Exercise directions:
Give back the full material exactly. Omit no line.

[Start of Attachment]

PR #1661, opened 2025-07-17
fix random konachan script not updating wallpaper

77Dignity:
## Describe your changes
There is currently an issue with the random konachan button not updating the wallpaper consistently due to the filename not changing. To fix this a counter has been appended to the filename, resulting in subsequent wallpapers being stored permanently.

[End of Attachment]

Task response:
PR #1661, opened 2025-07-17
fix random konachan script not updating wallpaper

77Dignity:
## Describe your changes
There is currently an issue with the random konachan button not updating the wallpaper consistently due to the filename not changing. To fix this a counter has been appended to the filename, resulting in subsequent wallpapers being stored permanently.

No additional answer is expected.